Faye Doucette came to the decision to open an in-house crematory in the same way that many others have. She was tired of outsourcing her cremations to crematories that were far away and whose procedures did not meet her standards. In this interview, Faye talks about the common challenge of honoring a family’s wishes while maintaining best practices, and the unique challenges of operating a crematory in a populated downtown area.

Can you, in just a couple of sentences, tell me what it is that Belvedere Funeral Home is, and if you have any unique, specialized services or challenges based on your market?

We are the only funeral home with a crematorium in our market. There is another crematorium in Kinsington, which is about 30 miles away, but it’s in an industrial park. People seem to like that they come to the funeral home, they know that their bodies are going to stay here, and that we’re going to look after them all the way through.

What kind of families do you serve?
We service everyone. The other funeral homes that are our direct competition are labeled Protestant or Catholic. We are not. We’re for everybody.

Thinking back to when you first decided to offer cremation, what were some of the biggest challenges you were up against at the time?
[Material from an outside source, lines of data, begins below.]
PR #3733, opened 2021-03-25
Fix nondefaultability of Tuple types

kripken:
This looks like a pre-existing issue to https://github.com/WebAssembly/binaryen/pull/3731, but
the testcase only fails on that PR for a reason I did not investigate in
depth, so it should land first.

Also fix the check for nondefaultability in the fuzzer.

### DIFF
--- a/test/spec/tuples.wast
+++ b/test/spec/tuples.wast
@@ -1,0 +1,9 @@
+(assert_invalid
+  (module
+    (func $foo
+      (local $temp ((ref func) i32))
+    )
+  )
+  "var must be defaultable"
+)
+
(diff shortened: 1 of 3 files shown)


test/spec/tuples.wast
```diff
@@ -0,0 +1,9 @@
+(assert_invalid
+  (module
+    (func $foo
+      (local $temp ((ref func) i32))
+    )
+  )
+  "var must be defaultable"
```
tlively, line 7: This would also be a good test to put in `test/lit/validation` if you want. (But LGTM either way.)

tlively (approved):

test/spec/tuples.wast
kripken: Interesting, thanks, I'll look at that later.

One of the biggest challenges was to get the machine to work right for us. Other than that, I don’t think we had a lot of challenges. 
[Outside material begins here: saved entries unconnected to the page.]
PR #3734, opened 2021-03-25
Fix binary reading of tuples containing non-nullable types

kripken:
We must write them to a tuple with nullable types, then fix that up when
reading. This is similar to what we do in handleNonNullableLocals, except
that it operates on the entire tuple type, so it can't share that code.

This fixes a regression from #3710 that was harder to notice by the fuzzer
until now.


test/lit/passes/roundtrip.wast
```diff
@@ -0,0 +1,46 @@
+;; NOTE: Assertions have been generated by update_lit_checks.py and should not be edited.
+;; RUN: wasm-opt %s -all --roundtrip -S -o - | filecheck %s
```
tlively, line 2: Wouldn't we see the same result without the `--roundtrip`?

tlively (approved):

test/lit/passes/roundtrip.wast
kripken: No, the problem is in the binary reading code. The testcase is in text, so roundtrip is necessary to write and then read.

kripken: (The text format allows tuples in a direct way and does not lower then during text reading like binary does.)

PR #3735, opened 2021-03-25
[Wasm GC] Add a Name-Types pass

kripken:
The pass gives a simple short name to each type, `$type$N`. This can be
useful in debugging, to avoid the autogenerated names which can be very
long.

@tlively this may overlap with your intended work on naming types, but
this was a quick hack that helped me with debugging today, so maybe
it's worth committing. Also perhaps we can improve this code and use
it in the binary loader, to implement what you had in mind?


aheejin (approved):

tlively (approved):
There's some overlap, but I think that's fine. This pass could be updated later to produce more informative names after the default printing changes to using barebones indices.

We used to go to [a crematorium in] Moncton, [New Brunswick, Canada] because we just didn’t want to go to an industrial park, but it was a much farther drive, so in the end, we did go to the crematorium in the industrial park. I’m not saying that there was anything at all wrong with what was going on there, I just did not like losing control of our bodies. So, that was one of the main driving forces for getting the crematorium here.
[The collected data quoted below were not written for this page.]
PR #3738, opened 2021-03-25
Fix fuzzer on creating a function with a heaptype of just 'func'

kripken:
Without this the fuzzer calls `getSignature` on `HeapType::func` which asserts.

### DIFF
--- a/src/tools/fuzzing.h
+++ b/src/tools/fuzzing.h
@@ -2115,8 +2115,8 @@ private:
       if (heapType.isSignature()) {
         sig = heapType.getSignature();
       } else {
-        assert(heapType == HeapType::func);
-        // The specific signature does not matter.
+        // This is something like funcref or externref, and so the specific
+        // signature does not matter.
         sig = Signature(Type::none, Type::none);
       }
       auto* func = wasm.addFunction(builder.makeFunction(
--- a/src/tools/fuzzing.h
+++ b/src/tools/fuzzing.h
@@ -2118,6 +2118,9 @@ private:
         // This is something like funcref or externref, and so the specific
         // signature does not matter.
         sig = Signature(Type::none, Type::none);
+        // When we set the type of the ref.func, it must be funcref and not
+        // externref or such.
+        type = Type::funcref;
       }
       auto* func = wasm.addFunction(builder.makeFunction(
         Names::getValidFunctionName(wasm, "ref_func_target"),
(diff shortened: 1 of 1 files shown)


src/tools/fuzzing.h
```diff
@@ -2110,9 +2110,18 @@ class TranslateToFuzzReader {
         return builder.makeRefNull(type);
       }
       // Last resort: create a function.
+      auto heapType = type.getHeapType();
```
aheejin, line 2113: So is it guaranteed that `type.isFunction()` by the time we reach here? Can it be data? (Not `dataref`, because it was excluded above, but other data, like array)

If it is guaranteed to be a function somehow, how can its heaptype not be a signature?

src/tools/fuzzing.h
```diff
@@ -2115,8 +2115,8 @@ class TranslateToFuzzReader {
       if (heapType.isSignature()) {
         sig = heapType.getSignature();
       } else {
-        assert(heapType == HeapType::func);
-        // The specific signature does not matter.
+        // This is something like funcref or externref, and so the specific
+        // signature does not matter.
```
aheejin, line 2119: - Isn't `funcref` handled at the very top?
- If this is `externref`, isn't returning of a function an error? It is not a subtype of `externref`..
- Can this also be other data that is not `dataref`?

src/tools/fuzzing.h
kripken: You're right, the code above would let an externref fall through... which I forgot is not a supertype of function.

Should be fixed now.

The one case where a function is not a signature is funcref. That is a function, but has no signature info.

aheejin: Thanks. This is unrelated, but the comment in line 2080 refering to `func` seems outdated. It should be `funcContext`, right?

aheejin (approved):

src/tools/fuzzing.h
kripken: Yes, good catch, I'll update that.

src/tools/fuzzing.h
kripken: Good point that funcref is handled above. It is a little weird to handle `(ref func)` the non-nullable version separately lower down. This is probably worth refactoring, but for now I think it's good enough.

About dataref, is, `isData` can return true for struct and array types.

aheejin: > About dataref, `isData` can return true for struct and array types also.

I can't see uses of `isData` in this function, no?

By the way I don't mean we should use it here. You added `!type.isFunction()` and I think that covers the data case, in which we can't do much anyway.

kripken: Oh, sorry, I had `isData()` in an earlier version. Then I switched it to that `!isFunction()` so it also covers `externref`. Yes, I think that's good enough for the data case for now.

Once you got your challenges of operation under control, what challenges came about? Do you have a different set of challenges today as opposed to when you started?
I don’t really see a whole lot of challenge to it, to tell you the truth. We are all operators. There are four of us here; three most the time, but there is another guy that is just about there. So, there’s no challenge. We don’t do any [cremations] if we’re having visitations or funerals, and I make that clear to the family when I arrange them. So, we work around that. 
We only have two other funeral homes in Prince Edward Island. Those are two friends, so we do their [cremations]. Maybe if we had a lot of funeral homes coming in [for cremations] that would be a challenge. That was not the intent when we put it in—to do other people’s. We just wanted it for ourselves, but it’s not any great challenge to us right now.

Was there anything that you would say that you learned the hard way?
Because we are right here in the city and [the crematorium is] right in the funeral home, we have to be extremely careful. The other day we had a little bit of smoke, and I’m thinking, “Oh, my land [the neighbors] are going to be calling us.” We’ve learned to not leave a whole lot in. We take out anything that we think is going to be a problem, and that includes any kind of polyester. In this case, when I went to pick the lady up they had dressed her. And, that’s fine, but I knew before we [cremated her] that we were going to have a problem, because it was polyester stuff. I had to weigh it out because they were so proud that they had dressed her, and I didn’t want to go against that. So, that’s one thing. 

We just don’t leave the machine. We don’t leave it until we know that it’s settled out, and that there’s going to be no issues. We certainly don’t take any chance as far as letting the temperature get too high. We put it in run/hold and maybe we use a little bit more fuel that way, I don’t know, but it’s safe. Really, we don’t have any issues right now.

Well, congratulations. Especially being right in a populated area those are definitely major considerations. The general public doesn’t know that it’s things like polyester that are going to make smoke as opposed to the body itself.

Following up with what you just said, a lot of people when they are looking at cremation, especially with the advancement of new machines, there can be a sense that you just have to place the body in, close the door and press a button. Then you just hang out on Facebook or whatever until it is done. Could you talk about the expectation versus the reality of what it actually takes to properly cremate a body?
Well, for us, we put them in and stay there until it comes out of Run/Hold and it’s gone up and it’s on its way down. The [operators] are basically there for an hour and a half and they don’t leave it. That’s time consuming but it’s good.

How important would you say it is to have completely trained and qualified crematory operators?
Oh, definitely, and that’s one thing I feel we are lacking here, and certainly for ourselves. The technician went over a few things for us and that was it. Certainly Shawn knows a lot more about it than I do. Shawn, if there is any problem, is always the one to correct it. 

Is there anything you know now that you wish you would have known from the very start? Or anything you would have done differently from the start if you had today’s knowledge and hindsight?
If I were to start, I would have sooner had training. Then, I would know what to expect, what to do. Even on the machine. If I were to be the one in charge of it, then I would need to know a lot more about the operation of the machine and the parts, and so on. It probably wasn’t that bad when we were starting out, because we weren’t doing very many [cremations], but when you start being busier— and we’re busy at the funeral home— you need to have people trained.